The Applicant appeared in person

Counsel for the Respondents: Mr J Mitchell
Solicitors for the Respondents: Clayton Utz

ORDERS

  1. The Court directs that the Refugee Review be joined as the second respondent to the application.

  2. The application is dismissed.

  3. The applicant is to pay the first respondent’s costs and disbursements of and incidental to the application, fixed in the sum of $3,200.

FEDERAL MAGISTRATES
COURT OF AUSTRALIA AT
SYDNEY

SYG64 of 2005

SZFLA

Applicant

And

MINISTER FOR IMMIGRATION & MULTICULTURAL AFFAIRS

First Respondent

REFUGEE REVIEW TRIBUNAL

Second Respondent

REASONS FOR JUDGMENT

(revised from transcript)

  1. This is an application to review a decision of the Refugee Review Tribunal (“the RRT”).  The RRT affirmed a decision of a delegate of the Minister not to grant the applicant a protection visa.  The decision was signed on 19 November 2004 and was notified to the applicant by letter dated 9 December 2004.  These proceedings began with a judicial review application filed on 11 January 2005.  The applicant now relies upon an amended application filed on 6 April 2005.  In that amended application the applicant asserts that the RRT did not properly consider his claims and failed to refer to any proper independent information and made a decision without sufficient supporting documents and evidence.

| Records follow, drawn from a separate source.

PR #5786, opened 2017-10-17
Add liniarRemoveElement for Dlist

Darredevil:
https://issues.dlang.org/show_bug.cgi?id=9362

Followed the idea from https://github.com/dlang/phobos/pull/5784 and implemented the same for Dlist.

### DIFF
--- a/std/container/dlist.d
+++ b/std/container/dlist.d
@@ -702,7 +702,44 @@ Complexity: $(BIGOH r.walkLength)
     /// ditto
     alias stableLinearRemove = linearRemove;
 
+/**
+Removes the first occurence of an element from the list in linear time.
+
+Returns: True if the element existed and was successfully removed, false otherwise.
+
+Params:
+    value = value of the node to be removed
+
+Complexity: $(BIGOH n)
+     */
+    bool linearRemoveElement(T value)
+    {
+        auto n1 = findNodeByValue(_root, value);
+        if (n1)
+        {
+            auto n2 = n1._next._next;
+            BaseNode.connect(n1, n2);
+            return true;
+        }
+
+        return false;
+    }
+
+
 private:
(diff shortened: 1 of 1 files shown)


Darredevil:
@andralex awaiting approval

std/container/dlist.d
```diff
@@ -702,8 +702,46 @@ Complexity: $(BIGOH r.walkLength)
...
+
+        return false;
+    }
+
+
 private:
 
+    BaseNode* findNodeByValue(BaseNode* n, T value)
+    {
+        assert(n, "Error: un-initialized List");
```
andralex: shouldn't you just return null if the list is not initialized?

std/container/dlist.d
```diff
@@ -766,6 +804,34 @@ private:
 {
     import std.algorithm.comparison : equal;
 
+    auto a = DList!int(-1, 1, 2, 1, 3, 4);
```
andralex: should include a test involving an empty list

std/container/dlist.d
ZombineDev: I would also prefer to return null instead of asserting, though all the other `findNode*` functions do the same.

Darredevil:
@andralex @ZombineDev should be ready for merge

std/container/dlist.d
```diff
@@ -702,8 +702,46 @@ Complexity: $(BIGOH r.walkLength)
...
+
+Params:
+    value = value of the node to be removed
+
+Complexity: $(BIGOH n)
+     */
+    bool linearRemoveElement(T value)
+    {
+        auto n1 = findNodeByValue(_root, value);
+        // if node exists
```
andralex: delete, just repeats what the code says

PR #5787, opened 2017-10-17
Make goodAllocSize @safe

edi33416:
For stand-alone allocators, such as `GCAllocator`, `goodAllocSize` is a `pure nothrow @safe @nogc` function.

### DIFF
--- a/std/experimental/allocator/building_blocks/affix_allocator.d
+++ b/std/experimental/allocator/building_blocks/affix_allocator.d
@@ -439,3 +439,12 @@ struct AffixAllocator(Allocator, Prefix, Suffix = void)
     Ternary r = MyAllocator.instance.resolveInternalPointer(d.ptr, p);
     assert(p.ptr is d.ptr && p.length >= d.length);
 }
+
+// Check that goodAllocSize inherits from parent, i.e. GCAllocator
+@system unittest
+{
+    import std.experimental.allocator.gc_allocator;
+    alias a = AffixAllocator!(GCAllocator, uint).instance;
+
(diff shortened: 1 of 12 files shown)


edi33416:
I believe that `goodAllocSize` should also be `static`.
What do you think?

std/experimental/allocator/gc_allocator.d
```diff
@@ -140,11 +141,15 @@ struct GCAllocator
     import std.typecons : Ternary;
 
     // test allocation sizes
-    assert(GCAllocator.instance.goodAllocSize(1) == 16);
+    () nothrow @safe @nogc {
+        assert(GCAllocator.instance.goodAllocSize(1) == 16);
+    }();
```
andralex: same here and everywhere, i.e. we want assert to be top-level to make sure all code goes away in release mode

ZombineDev: Why? This is inside a unittest after all. Unittests should be able to verify that code built with optimizations is also correct.

std/experimental/allocator/building_blocks/affix_allocator.d
```diff
@@ -439,3 +439,12 @@ struct AffixAllocator(Allocator, Prefix, Suffix = void)
     Ternary r = MyAllocator.instance.resolveInternalPointer(d.ptr, p);
     assert(p.ptr is d.ptr && p.length >= d.length);
 }
+
+// Check that goodAllocSize inherits from parent, i.e. GCAllocator
+@system unittest
+{
+    import std.experimental.allocator.gc_allocator;
+    alias a = AffixAllocator!(GCAllocator, uint).instance;
```
andralex: no need for empty lines in short functions, it's excessive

  2. Secondly, the applicant asserts that the RRT’s satisfaction that he was not a refugee was not based upon reasoning which provided a rational or logical foundation for that belief.  Thirdly, the applicant asserts that the RRT did not observe the Migration Act 1958 (Cth) (“the Migration Act”) properly in making its decision and, finally, he asserts that the RRT failed to consider his claims. The amended application includes a promise of further information but nothing further has been filed by the applicant apart from a notice of change of address. Curiously, the amended application includes particulars asserting a failure by the RRT to disclose to the applicant independent information it relied upon. This appears to conflict with ground 1 in the amended application which asserts a failure to have regard to any independent information.

  3. The background to this matter is otherwise set out in written submissions filed on behalf of the Minister on 15 August 2006.  I adopt paragraphs 2 to 4 of those submissions as background for the purposes of this judgment:

    The applicant:

    a)claims to be a citizen of the People’s Republic of China;

    b)entered Australia on 3 May 2004; and 

    c)lodged an application for a protection visa on 27 May 2004: court book, page 71.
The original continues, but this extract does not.